* _PROBLEM TO WORK ON_
From the first line to the last, return the data exactly as it stands.

Collected data:
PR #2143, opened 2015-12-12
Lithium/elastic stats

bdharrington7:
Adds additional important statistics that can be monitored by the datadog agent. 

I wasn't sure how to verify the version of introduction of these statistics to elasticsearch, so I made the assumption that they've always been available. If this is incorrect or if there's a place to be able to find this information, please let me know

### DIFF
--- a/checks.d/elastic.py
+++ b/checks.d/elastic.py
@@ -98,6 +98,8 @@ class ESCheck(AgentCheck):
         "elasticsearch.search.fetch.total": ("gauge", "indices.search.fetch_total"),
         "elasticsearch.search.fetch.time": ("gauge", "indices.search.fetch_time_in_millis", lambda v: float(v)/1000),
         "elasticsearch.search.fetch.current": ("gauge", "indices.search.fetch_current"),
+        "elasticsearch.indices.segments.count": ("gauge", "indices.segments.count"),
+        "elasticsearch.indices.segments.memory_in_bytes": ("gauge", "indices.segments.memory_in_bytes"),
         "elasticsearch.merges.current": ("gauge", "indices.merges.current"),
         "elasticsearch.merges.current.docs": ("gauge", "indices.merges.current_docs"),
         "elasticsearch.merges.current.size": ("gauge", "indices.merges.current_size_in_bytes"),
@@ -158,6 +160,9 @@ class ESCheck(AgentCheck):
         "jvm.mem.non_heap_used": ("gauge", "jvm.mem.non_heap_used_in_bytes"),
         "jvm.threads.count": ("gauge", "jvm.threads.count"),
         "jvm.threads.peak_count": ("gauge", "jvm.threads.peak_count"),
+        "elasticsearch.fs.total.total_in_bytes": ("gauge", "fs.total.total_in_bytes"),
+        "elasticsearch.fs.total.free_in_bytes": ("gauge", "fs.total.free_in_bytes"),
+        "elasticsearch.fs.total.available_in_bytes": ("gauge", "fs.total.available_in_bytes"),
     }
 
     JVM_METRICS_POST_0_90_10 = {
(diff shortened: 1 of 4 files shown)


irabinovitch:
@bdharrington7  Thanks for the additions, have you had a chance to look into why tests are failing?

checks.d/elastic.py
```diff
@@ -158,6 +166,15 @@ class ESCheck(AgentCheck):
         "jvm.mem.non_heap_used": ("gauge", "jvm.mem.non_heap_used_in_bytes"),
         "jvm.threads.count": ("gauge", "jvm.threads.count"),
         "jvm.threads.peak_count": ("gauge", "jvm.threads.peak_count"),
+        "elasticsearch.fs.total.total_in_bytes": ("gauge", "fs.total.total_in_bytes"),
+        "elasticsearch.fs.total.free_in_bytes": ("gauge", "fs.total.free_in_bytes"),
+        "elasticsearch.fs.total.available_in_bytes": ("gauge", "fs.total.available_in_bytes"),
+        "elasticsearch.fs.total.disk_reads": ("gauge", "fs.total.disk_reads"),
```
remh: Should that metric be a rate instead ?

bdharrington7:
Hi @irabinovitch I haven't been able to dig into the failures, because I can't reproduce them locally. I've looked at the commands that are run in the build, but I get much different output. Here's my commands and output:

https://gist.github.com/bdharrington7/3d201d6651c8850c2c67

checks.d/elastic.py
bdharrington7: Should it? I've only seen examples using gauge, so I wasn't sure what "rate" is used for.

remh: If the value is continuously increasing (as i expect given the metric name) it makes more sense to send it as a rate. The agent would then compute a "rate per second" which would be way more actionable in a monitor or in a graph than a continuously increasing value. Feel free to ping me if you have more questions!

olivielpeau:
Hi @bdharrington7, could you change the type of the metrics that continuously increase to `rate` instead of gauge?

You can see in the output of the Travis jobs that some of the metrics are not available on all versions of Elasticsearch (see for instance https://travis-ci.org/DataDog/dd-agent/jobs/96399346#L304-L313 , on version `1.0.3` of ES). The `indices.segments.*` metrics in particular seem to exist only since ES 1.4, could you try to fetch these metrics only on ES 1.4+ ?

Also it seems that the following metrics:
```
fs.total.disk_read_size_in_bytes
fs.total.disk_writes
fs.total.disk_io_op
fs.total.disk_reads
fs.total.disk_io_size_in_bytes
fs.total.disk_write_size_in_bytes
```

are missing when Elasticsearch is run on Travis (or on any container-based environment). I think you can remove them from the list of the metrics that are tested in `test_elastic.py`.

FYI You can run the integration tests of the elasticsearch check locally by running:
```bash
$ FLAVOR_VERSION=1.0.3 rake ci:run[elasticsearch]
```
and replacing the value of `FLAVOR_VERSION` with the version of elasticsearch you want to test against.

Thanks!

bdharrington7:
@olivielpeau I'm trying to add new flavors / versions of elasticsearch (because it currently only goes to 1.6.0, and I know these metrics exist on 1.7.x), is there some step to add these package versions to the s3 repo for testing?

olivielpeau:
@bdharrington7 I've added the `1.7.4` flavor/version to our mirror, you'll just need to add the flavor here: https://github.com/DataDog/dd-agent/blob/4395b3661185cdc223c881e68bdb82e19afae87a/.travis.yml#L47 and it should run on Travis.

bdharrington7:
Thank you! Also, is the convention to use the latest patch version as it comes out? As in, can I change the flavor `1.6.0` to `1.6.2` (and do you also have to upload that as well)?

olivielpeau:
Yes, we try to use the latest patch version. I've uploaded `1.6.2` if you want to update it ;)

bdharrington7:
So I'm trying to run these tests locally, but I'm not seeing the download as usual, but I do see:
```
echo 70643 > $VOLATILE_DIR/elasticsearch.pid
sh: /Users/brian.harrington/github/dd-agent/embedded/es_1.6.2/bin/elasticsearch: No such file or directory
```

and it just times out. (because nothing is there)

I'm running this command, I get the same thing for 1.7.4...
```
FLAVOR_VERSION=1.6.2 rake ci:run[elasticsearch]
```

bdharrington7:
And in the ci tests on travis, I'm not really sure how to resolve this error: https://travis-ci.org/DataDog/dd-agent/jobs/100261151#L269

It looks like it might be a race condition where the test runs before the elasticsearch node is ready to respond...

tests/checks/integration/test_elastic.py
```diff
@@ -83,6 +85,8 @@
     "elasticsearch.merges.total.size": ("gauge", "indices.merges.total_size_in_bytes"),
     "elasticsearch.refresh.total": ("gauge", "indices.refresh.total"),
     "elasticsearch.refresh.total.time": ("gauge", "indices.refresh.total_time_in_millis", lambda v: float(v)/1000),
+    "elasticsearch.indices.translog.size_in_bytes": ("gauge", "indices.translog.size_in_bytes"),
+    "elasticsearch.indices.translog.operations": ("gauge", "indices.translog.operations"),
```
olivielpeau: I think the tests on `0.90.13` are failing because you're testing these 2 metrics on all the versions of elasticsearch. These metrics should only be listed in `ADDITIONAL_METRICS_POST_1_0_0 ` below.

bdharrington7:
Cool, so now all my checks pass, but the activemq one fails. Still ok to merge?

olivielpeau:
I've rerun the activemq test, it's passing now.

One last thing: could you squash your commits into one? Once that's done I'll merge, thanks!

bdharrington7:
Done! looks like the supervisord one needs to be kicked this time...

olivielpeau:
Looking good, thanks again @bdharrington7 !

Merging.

* _THE COMPLETED TASK_
PR #2143, opened 2015-12-12
Lithium/elastic stats

bdharrington7:
Adds additional important statistics that can be monitored by the datadog agent. 

I wasn't sure how to verify the version of introduction of these statistics to elasticsearch, so I made the assumption that they've always been available. If this is incorrect or if there's a place to be able to find this information, please let me know

### DIFF
--- a/checks.d/elastic.py
+++ b/checks.d/elastic.py
@@ -98,6 +98,8 @@ class ESCheck(AgentCheck):
         "elasticsearch.search.fetch.total": ("gauge", "indices.search.fetch_total"),
         "elasticsearch.search.fetch.time": ("gauge", "indices.search.fetch_time_in_millis", lambda v: float(v)/1000),
         "elasticsearch.search.fetch.current": ("gauge", "indices.search.fetch_current"),
+        "elasticsearch.indices.segments.count": ("gauge", "indices.segments.count"),
+        "elasticsearch.indices.segments.memory_in_bytes": ("gauge", "indices.segments.memory_in_bytes"),
         "elasticsearch.merges.current": ("gauge", "indices.merges.current"),
         "elasticsearch.merges.current.docs": ("gauge", "indices.merges.current_docs"),
         "elasticsearch.merges.current.size": ("gauge", "indices.merges.current_size_in_bytes"),
@@ -158,6 +160,9 @@ class ESCheck(AgentCheck):
         "jvm.mem.non_heap_used": ("gauge", "jvm.mem.non_heap_used_in_bytes"),
         "jvm.threads.count": ("gauge", "jvm.threads.count"),
         "jvm.threads.peak_count": ("gauge", "jvm.threads.peak_count"),
+        "elasticsearch.fs.total.total_in_bytes": ("gauge", "fs.total.total_in_bytes"),
+        "elasticsearch.fs.total.free_in_bytes": ("gauge", "fs.total.free_in_bytes"),
+        "elasticsearch.fs.total.available_in_bytes": ("gauge", "fs.total.available_in_bytes"),
     }
 
     JVM_METRICS_POST_0_90_10 = {
(diff shortened: 1 of 4 files shown)


irabinovitch:
@bdharrington7  Thanks for the additions, have you had a chance to look into why tests are failing?

checks.d/elastic.py
```diff
@@ -158,6 +166,15 @@ class ESCheck(AgentCheck):
         "jvm.mem.non_heap_used": ("gauge", "jvm.mem.non_heap_used_in_bytes"),
         "jvm.threads.count": ("gauge", "jvm.threads.count"),
         "jvm.threads.peak_count": ("gauge", "jvm.threads.peak_count"),
+        "elasticsearch.fs.total.total_in_bytes": ("gauge", "fs.total.total_in_bytes"),
+        "elasticsearch.fs.total.free_in_bytes": ("gauge", "fs.total.free_in_bytes"),
+        "elasticsearch.fs.total.available_in_bytes": ("gauge", "fs.total.available_in_bytes"),
+        "elasticsearch.fs.total.disk_reads": ("gauge", "fs.total.disk_reads"),
```
remh: Should that metric be a rate instead ?

bdharrington7:
Hi @irabinovitch I haven't been able to dig into the failures, because I can't reproduce them locally. I've looked at the commands that are run in the build, but I get much different output. Here's my commands and output:

https://gist.github.com/bdharrington7/3d201d6651c8850c2c67

checks.d/elastic.py
bdharrington7: Should it? I've only seen examples using gauge, so I wasn't sure what "rate" is used for.

remh: If the value is continuously increasing (as i expect given the metric name) it makes more sense to send it as a rate. The agent would then compute a "rate per second" which would be way more actionable in a monitor or in a graph than a continuously increasing value. Feel free to ping me if you have more questions!

olivielpeau:
Hi @bdharrington7, could you change the type of the metrics that continuously increase to `rate` instead of gauge?

You can see in the output of the Travis jobs that some of the metrics are not available on all versions of Elasticsearch (see for instance https://travis-ci.org/DataDog/dd-agent/jobs/96399346#L304-L313 , on version `1.0.3` of ES). The `indices.segments.*` metrics in particular seem to exist only since ES 1.4, could you try to fetch these metrics only on ES 1.4+ ?

Also it seems that the following metrics:
```
fs.total.disk_read_size_in_bytes
fs.total.disk_writes
fs.total.disk_io_op
fs.total.disk_reads
fs.total.disk_io_size_in_bytes
fs.total.disk_write_size_in_bytes
```

are missing when Elasticsearch is run on Travis (or on any container-based environment). I think you can remove them from the list of the metrics that are tested in `test_elastic.py`.

FYI You can run the integration tests of the elasticsearch check locally by running:
```bash
$ FLAVOR_VERSION=1.0.3 rake ci:run[elasticsearch]
```
and replacing the value of `FLAVOR_VERSION` with the version of elasticsearch you want to test against.

Thanks!

bdharrington7:
@olivielpeau I'm trying to add new flavors / versions of elasticsearch (because it currently only goes to 1.6.0, and I know these metrics exist on 1.7.x), is there some step to add these package versions to the s3 repo for testing?

olivielpeau:
@bdharrington7 I've added the `1.7.4` flavor/version to our mirror, you'll just need to add the flavor here: https://github.com/DataDog/dd-agent/blob/4395b3661185cdc223c881e68bdb82e19afae87a/.travis.yml#L47 and it should run on Travis.

bdharrington7:
Thank you! Also, is the convention to use the latest patch version as it comes out? As in, can I change the flavor `1.6.0` to `1.6.2` (and do you also have to upload that as well)?

olivielpeau:
Yes, we try to use the latest patch version. I've uploaded `1.6.2` if you want to update it ;)

bdharrington7:
So I'm trying to run these tests locally, but I'm not seeing the download as usual, but I do see:
```
echo 70643 > $VOLATILE_DIR/elasticsearch.pid
sh: /Users/brian.harrington/github/dd-agent/embedded/es_1.6.2/bin/elasticsearch: No such file or directory
```

and it just times out. (because nothing is there)

I'm running this command, I get the same thing for 1.7.4...
```
FLAVOR_VERSION=1.6.2 rake ci:run[elasticsearch]
```

bdharrington7:
And in the ci tests on travis, I'm not really sure how to resolve this error: https://travis-ci.org/DataDog/dd-agent/jobs/100261151#L269

It looks like it might be a race condition where the test runs before the elasticsearch node is ready to respond...

tests/checks/integration/test_elastic.py
```diff
@@ -83,6 +85,8 @@
     "elasticsearch.merges.total.size": ("gauge", "indices.merges.total_size_in_bytes"),
     "elasticsearch.refresh.total": ("gauge", "indices.refresh.total"),
     "elasticsearch.refresh.total.time": ("gauge", "indices.refresh.total_time_in_millis", lambda v: float(v)/1000),
+    "elasticsearch.indices.translog.size_in_bytes": ("gauge", "indices.translog.size_in_bytes"),
+    "elasticsearch.indices.translog.operations": ("gauge", "indices.translog.operations"),
```
olivielpeau: I think the tests on `0.90.13` are failing because you're testing these 2 metrics on all the versions of elasticsearch. These metrics should only be listed in `ADDITIONAL_METRICS_POST_1_0_0 ` below.

bdharrington7:
Cool, so now all my checks pass, but the activemq one fails. Still ok to merge?

olivielpeau:
I've rerun the activemq test, it's passing now.

One last thing: could you squash your commits into one? Once that's done I'll merge, thanks!

bdharrington7:
Done! looks like the supervisord one needs to be kicked this time...

olivielpeau:
Looking good, thanks again @bdharrington7 !

Merging.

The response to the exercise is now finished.